## RECORDS FOR PROCESSING
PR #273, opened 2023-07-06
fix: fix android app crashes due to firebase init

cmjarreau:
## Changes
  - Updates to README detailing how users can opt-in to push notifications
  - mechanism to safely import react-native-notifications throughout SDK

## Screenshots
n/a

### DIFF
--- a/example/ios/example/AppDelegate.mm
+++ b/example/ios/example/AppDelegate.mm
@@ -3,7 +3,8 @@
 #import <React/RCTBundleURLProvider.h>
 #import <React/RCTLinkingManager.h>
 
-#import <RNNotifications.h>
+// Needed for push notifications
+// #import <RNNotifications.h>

## WHAT THE TASK ASKS
Give the entries again in full, exactly as they were written above.

## YOUR SOLUTION
PR #273, opened 2023-07-06
fix: fix android app crashes due to firebase init

cmjarreau:
## Changes
  - Updates to README detailing how users can opt-in to push notifications
  - mechanism to safely import react-native-notifications throughout SDK

## Screenshots
n/a

### DIFF
--- a/example/ios/example/AppDelegate.mm
+++ b/example/ios/example/AppDelegate.mm
@@ -3,7 +3,8 @@
 #import <React/RCTBundleURLProvider.h>
 #import <React/RCTLinkingManager.h>
 
-#import <RNNotifications.h>
+// Needed for push notifications
+// #import <RNNotifications.h>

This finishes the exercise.